Everything else is correct: role, motion type, client consent, and matter posture.
What SEAL Legal Runtime checks
At the gate, in the wired workflow, SEAL evaluates:
- Who is acting – authenticated attorney, mapped to the right practice
- What they’re doing – motion type allowed in at least one jurisdiction for this vertical
- Where they’re acting – venue / jurisdiction is out of scope for this attorney or firm policy
- Under whose authority – consent and engagement terms are valid
- Ethical wall state – no conflict
Decision at the execution gate
- Outcome: ⛔ Refused – out-of-scope jurisdiction
- The filing is blocked; any attempt to submit in that venue is refused at runtime.
Sealed artifact
The sealed refusal artifact records:
- motion and vertical,
- actor identity and role,
- requested venue / jurisdiction,
- firm’s jurisdiction posture (in-scope vs out-of-scope) at that time,
- refusal reason (e.g., “venue not permitted for this firm or role under current policy”).
Again, artifacts are tamper-evident and append-only, suitable for audit and insurer review.
Why this matters
- Demonstrates jurisdiction and venue enforcement at runtime, not just in manuals.
- Gives a clean story for regulators and insurers when asked:
“What happens when someone tries to file in a venue you’ve said is out of scope?” - Confirms that Refusal Infrastructure can distinguish motion-level permission from venue-level permission.
Scenario 3 – High-Risk Motion Requires Supervision → Supervised Override Path
Situation
A supervising partner attempts to file a
post-decision relief motion (for example, a motion for reconsideration) in a governed practice area.
Role, consent, and jurisdiction are all correct — but the motion type is classified as high-risk / advisory in the firm’s policy.
What SEAL Legal Runtime checks
In the wired workflow, at the pre-execution gate, SEAL evaluates:
- Who is acting – senior attorney with the correct role and bar status
- What they’re doing – motion is tagged as high-risk for this vertical
- Where – correct environment and court
- Under whose authority – valid consent and engagement terms
- Ethical wall state – no wall conflict
Decision at the execution gate
- Outcome: ⛔ Refused – advisory review required
- SEAL refuses the filing even for a partner, because firm policy says this motion must go through an advisory / supervisory review path before any filing.
Sealed artifact
The sealed advisory refusal artifact records:
- actor identity and role,
- motion type and high-risk classification,
- confirmation that consent, role, and venue were otherwise correct,
- refusal reason (e.g., “high-risk motion requires advisory review under firm policy”),
- escalation metadata indicating that supervised override is the only path forward.

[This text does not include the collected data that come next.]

PR #2058, opened 2022-02-22
chore: Use newer go-ipfs

ukstv:
- Update to go-ipfs v0.12
- It works on Apple Silicon out of the box, no env variables needed.

### DIFF
--- a/packages/cli/package.json
+++ b/packages/cli/package.json
@@ -51,7 +51,7 @@
     "dids": "^3.0.0-alpha.4",
     "ethr-did-resolver": "^5.0.3",
     "express": "^4.17.2",
-    "go-ipfs": "^0.11.0",
+    "go-ipfs": "^0.12.0",
     "ipfs-http-client": "^55.0.0",
     "ipfsd-ctl": "^10.0.5",
     "key-did-provider-ed25519": "^1.1.0",
--- a/packages/ipfs-daemon/package.json
+++ b/packages/ipfs-daemon/package.json
@@ -40,7 +40,7 @@
     "dag-jose": "^1.0.0",
     "express": "^4.17.2",
     "get-port": "^6.0.0",
-    "go-ipfs": "^0.11.0",
+    "go-ipfs": "^0.12.0",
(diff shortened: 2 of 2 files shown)


stbrody (approved):
ooh awesome.  Great to see this just works out of the box.

FYI @v-stickykeys @smrz2001

oed:
Note that we will likely remain on 0.11 on our infra for a while since 0.12 does a repo migration.

stbrody:
> Note that we will likely remain on 0.11 on our infra for a while since 0.12 does a repo migration.
> 
> We don't use this bundle for our infra anyway.

oh interesting... hmm, we may not want to be running our unit tests with version 12 then if our infra is still on v11

stbrody (changes requested):
revoking my approval - if we're not ready to up our infra to v12 then we should up our testing or what's started by default on the CLI

oed:
Fwiw, our infra uses https://github.com/ceramicnetwork/go-ipfs-daemon/ not this code. 
0.12 doesn't do any changes to networking, only local data store. I think this is a fairly safe change.
https://github.com/ipfs/go-ipfs/releases/tag/v0.12.0

stbrody:
> Fwiw, our infra uses [ceramicnetwork/go-ipfs-daemon](https://github.com/ceramicnetwork/go-ipfs-daemon/) not this code. 0.12 doesn't do any changes to networking, only local data store. I think this is a fairly safe change. [ipfs/go-ipfs@`v0.12.0` (release)](https://github.com/ipfs/go-ipfs/releases/tag/v0.12.0)

even so.  as a general rule we shouldn't be testing with something different than what we're running

oed:
I'm pretty sure our integration tests are using go-ipfs-daemon (or should
be?). Overall though I think let's keep it at 0.11 for now. Once we have
integration test running we can upgrade here more confidently.

*Joel Thorstensson *
Co-founder / CTO

ukstv:
Valid concern. Converting it to draft.

oed:
I guess this one is relevant and should be merged now @stbrody @ukstv

PR #2059, opened 2022-02-22
feat: Use old caip format for proofs

ukstv:
Apparently, found a bug in v2 client communicating with v1 daemon. v2 client should use old CAIP format string in proofs.

### DIFF
--- a/packages/blockchain-utils-linking/src/__tests__/__snapshots__/cosmos.test.ts.snap
+++ b/packages/blockchain-utils-linking/src/__tests__/__snapshots__/cosmos.test.ts.snap
@@ -4,7 +4,7 @@ exports[`Blockchain: Cosmos authenticate create proof for cosmoshub3 1`] = `"0x3
 
 exports[`Blockchain: Cosmos createLink create proof for cosmoshub3 1`] = `
 Object {
-  "account": "cosmos:cosmoshub-3:cosmos1gs6gu0w9xvqcfhm3nlhnmqkf8aphnsxyjlgpqd",
+  "account": "cosmos1gs6gu0w9xvqcfhm3nlhnmqkf8aphnsxyjlgpqd@cosmos:cosmoshub-3",
   "message": "Link this account to your identity
 
 did:3:bafysdfwefwe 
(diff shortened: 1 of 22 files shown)


oed:
Why is this necessary?

Anyway I don't think this matters much as I imagine we will update caip10-links to support CACAOs created by the pkh DID correlating to the caip10 in the *controller*. So new commits will be JWS :)

stbrody (commented):
ooh good catch!  Can we add some testing?

stbrody:
> ooh good catch! Can we add some testing?

looks like there actually was tests already, they just need to be updated

ukstv:
> > ooh good catch! Can we add some testing?
> 
> looks like there actually was tests already, they just need to be updated

yup. and they rightfully fail now.

oed:
> I didn't follow this. Don't we need to preserve the existing format for backwards compatibility? 

Yes ofc! 

My first comment was more regarding that I thought the proof verifier should support both old and new format!

stbrody:
> My first comment was more regarding that I thought the proof verifier should support both old and new format!

Right, so here in blockchain-utils-linking we want to always be *creating* the proofs in the old format for backwards compatibility, at least for the time being.  Then in blockchain-utils-validation we could make it support both old and new formats.  Then after support for both formats has been out long enough that we think most Ceramic nodes have updated and have that support, then we can start producing proofs in the new format.

oed:
> Right, so here in blockchain-utils-linking we want to always be creating the proofs in the old format for backwards compatibility, at least for the time being. Then in blockchain-utils-validation we could make it support both old and new formats. Then after support for both formats has been out long enough that we think most Ceramic nodes have updated and have that support, then we can start producing proofs in the new format.

Makes sense! Good catch indeed. 

My other point was that we likely wouldn't care about changing this to the new caip10 format as we would likely phase in support for new JWS + CACAO proofs.

ukstv:
Changed all of the blockchains to use old caip for proofs :/

PaulLeCam:
cc @zachferland this might affect the changes you made in 3ID Connect

stbrody (approved):
this LGTM but I'd like @zachferland to take a look and confirm that 3id-connect is prepared for this before we merge

zachferland:
yeah ran into this today as well, yeah definitely need this, and looks good

zachferland (approved):

stbrody:
does this need to be backported to the V1 branch and released as a hotfix to the current Ceramic version? @zachferland @ukstv

ukstv:
> does this need to be backported to the V1 branch and released as a hotfix to the current Ceramic version? @zachferland @ukstv 

AFAIK v1 uses old caip everywhere.

PR #2065, opened 2022-02-28
fix: set `keepalive: false` in http(s) agent to ipfs

smrz2001:


packages/core/src/utils.ts
```diff
@@ -115,11 +115,7 @@ export class Utils {
     signal: AbortSignal
   ) {
     if (typeof cid === 'string') cid = CID.parse(cid.replace('ipfs://', ''))
-    let format = await ipfsApi.codecs.getCodec(cid.code).then((f) => f.name)
-    // The try catch behaviour of the js-ipfs-http-client was causing timing issues (socket hangup)
-    // https://github.com/ipfs/js-ipfs/blob/master/packages/ipfs-http-client/src/block/put.js#L34
-    if (format === 'dag-cbor') format = 'cbor'
-    else if (format === 'dag-pb') format = 'protobuf'
+    const format = await ipfsApi.codecs.getCodec(cid.code).then((f) => f.name)
```
v-stickykeys, line 118: Why are we removing the format handling? It seems like if we know the request is going to fail we should avoid it altogether if possible

v-stickykeys (commented):
Just one question

v-stickykeys:
Oh no why are the go-ipfs tests failing now?

packages/core/src/utils.ts
oed: If we don't have any issues with it, it's probably safer to keep using the abstractions that ipfs provides in case they choose to change something under the hood?

smrz2001:
> Oh no why are the go-ipfs tests failing now?

Looks like the Polkadot test again :( @ukstv mentioned that it's known to be flaky?

```
FAIL  src/blockchains/__tests__/polkadot.test.ts
  ● Blockchain: Polkadot › validateLink › validate proof with secp256k
```

packages/core/src/utils.ts
smrz2001: It's because it fails with `js-ipfs` with these changes :(

To reliably not make requests to either `js-ipfs` or `go-ipfs` that are unsuitable would require detecting the type of IPFS node through the `id` calls. That is an alternative though - make the right call to the right node.

We can do that since we make constant `id` calls to IPFS during our `healthcheck`, and `id` returns the node type, but it just seems a little hacky.

v-stickykeys (approved):
🚢

oed (approved):
lgtm

PR #2066, opened 2022-03-02
feat: Allow running embedded IPFS daemon

ukstv:
When running `ceramic daemon`, `ipfsEndpoint` param is a `Multiaddr`, not a `string`.

### DIFF
--- a/packages/cli/src/build-ipfs-connection.util.ts
+++ b/packages/cli/src/build-ipfs-connection.util.ts
@@ -13,12 +13,12 @@ const IPFS_GET_TIMEOUT = 60000 // 1 minute
 
 const mergeOptions = mergeOpts.bind({ ignoreUndefined: true })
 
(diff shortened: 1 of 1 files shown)


smrz2001 (approved):
Oh :oof:, thanks for catching this, @ukstv.

Is this whenever running the daemon or specifically when the daemon is run in bundled mode?

smrz2001:
Regardless, I think it would be good to propagate this fix to CAS as well, where @stephhuynh18 added the change to use a custom http agent yesterday.

smrz2001:
> Yes, it manifests in bundled mode only.

Oh lol, thanks, I see the title of the PR now, was just looking at the description and getting confused.

It doesn't seem impossible that we might in some situations want to use multiaddr instead of URL in CAS, but probably not important right now.

🚢🚀

PR #2647, opened 2023-01-10
fix(stream-tile, stream-model-instance): Enforce controller must be a string

stbrody:


packages/stream-tile-handler/src/tile-document-handler.ts
```diff
@@ -96,6 +96,11 @@ export class TileDocumentHandler implements StreamHandler<TileDocument> {
     if (!(payload.header.controllers && payload.header.controllers.length === 1)) {
       throw new Error('Exactly one controller must be specified')
     }
+    if (!StreamUtils.validDIDString(payload.header.controllers[0])) {
+      throw new Error(
+        `Attempting to create a TileDocument with an invalid DID string: ${payload.header.controllers[0]}`
```
oed, line 101: Should we add this to `stream-model-handler` as well?

oed (approved):
lgtm,
Still room for invalid DIDs but probably close enough.

If we feel like it here's a regex for DIDs:
https://github.com/decentralized-identity/did-resolver/blob/master/src/resolver.ts#L249

packages/stream-tile-handler/src/tile-document-handler.ts
stbrody: nope, Model genesis commits are always signed, so you get the check that the DID is valid for free from signature verification

PR #2651, opened 2023-01-11
chore(stream-tests): Test that you cannot index a non-model streamid

stbrody:


smrz2001:
Hey @stbrody, IIUC, this test isn't needed since we're already testing what it's doing, is that right?

stbrody:
@smrz2001 I'm sorry, I don't understand what you mean by "since we're already testing what it's doing", can you elaborate?

As far as I know we don't have any existing tests for this, which is why I put up this PR

smrz2001:
> @smrz2001 I'm sorry, I don't understand what you mean by "since we're already testing what it's doing", can you elaborate?
> 
> As far as I know we don't have any existing tests for this, which is why I put up this PR

Oh ok, I misunderstood one of your Discord messages and thought that you realized after writing this test that this was already covered by existing tests. My bad.

smrz2001 (approved):
🚢

PR #2655, opened 2023-01-17
feat(job): add ability to update a job's data

stephhuynh18:
Allows one to keep track of a job "state"


packages/core/src/state-management/job-queue.ts
```diff
@@ -1,10 +1,19 @@
-import { default as PgBoss } from 'pg-boss'
+import { default as PgBoss, type SendOptions } from 'pg-boss'
 import Pg from 'pg'
 import { fromEvent, firstValueFrom } from 'rxjs'
 
+export type Job = {
+  name: string
+  data: object
```
PaulLeCam, line 7: Any way we can refine the data needed by a job please?
If it differs between jobs, maybe we can make the `Job` type generic with a type parameter for the `data`? Or if the `data` is based on the job's `name`, can we define the mapping to benefit from the type validation?

packages/core/src/state-management/job-queue.ts
```diff
@@ -74,6 +107,22 @@ export class JobQueue implements IJobQueue {
     await this.dbConnection.end()
   }
 
+  /**
+   * Updates the job data for a particular job
+   * @param jobId id of the job
+   * @param data data to update
+   * @returns promise that results to a boolean that is true of the
+   */
+  async updateJob(jobId: string, data: object): Promise<void> {
```
PaulLeCam, line 116: What happens if we try to update a job that is already running please?

packages/core/src/state-management/job-queue.ts
```diff
@@ -74,6 +107,22 @@ export class JobQueue implements IJobQueue {
     await this.dbConnection.end()
   }
 
+  /**
+   * Updates the job data for a particular job
+   * @param jobId id of the job
+   * @param data data to update
+   * @returns promise that results to a boolean that is true of the
```
PaulLeCam, line 114: There seems to be a mismatch between this comment and return type

PaulLeCam (approved):

packages/core/src/state-management/job-queue.ts
stephhuynh18: From my tests it does not affect an already running job as the data is read at the beginning of the job

PaulLeCam (approved):
Thanks for the changes!

PR #2658, opened 2023-01-18
feat(core): store indexing sync state

PaulLeCam:
Still WIP as more pieces need to be plugged-in and tested, but can you have a look please @stephhuynh18 to let me know if it matches what you have in mind and how to plug the workers logic? Thanks!


PaulLeCam:
@stephhuynh18 should be ready for review now if you can have a look please?
Only open question is setting the initial block number to do a full sync, do we already know what block number to use please?
Thanks!

stephhuynh18 (approved):
LGTM

Also we do not know the number yet. It will probably be a number based on chainId (that can be changed now or later) I'll add a ticket to figure this out.

PR #2668, opened 2023-01-26
feat(core) CDB-1655: Verify Indices

dbcfd:
Add checks when a node starts up to verify that indices are present. Added 2 additional tests to cover behavior.

Additionally fix code that was using too long of a name, switching from tableName to indexName.


dbcfd:
closing for https://github.com/ceramicnetwork/js-ceramic/pull/2672

PR #2670, opened 2023-01-26
Make the s3 endpoint and optional parameter and change its name to make it clearer

pawartur:
## How Has This Been Tested?

- [X] Tested manually that S3 state store works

This shows that risk-based limits, not seniority, control what can be filed under the firm’s seal.
Why this matters
- Proves that even senior partners cannot quietly bypass high-risk motion rules.
- Shows insurers and regulators that certain actions structurally require a second set of eyes.
- Demonstrates how Refusal Infrastructure encodes risk-based governance, not only role-based checks.
Sealed Artifact, Not a Screenshot
This is a real refusal artifact generated by Thinking OS™ during realism testing, for Scenario 3 – High-Risk Motion Requires Supervision → Supervised Override Path. The matter, identities, and some internal fields are synthetic or redacted; what you see here is the shape of the evidence, not the full implementation.
The SEAL Legal Runtime blocked the action and sealed this decision record:
who acted, what they attempted, which rules fired, and why the filing was refused—all anchored by a tamper-evident hash.
It’s
evidence-grade governance documentation for insurers, regulators, and GCs without exposing any client matter content or model prompts.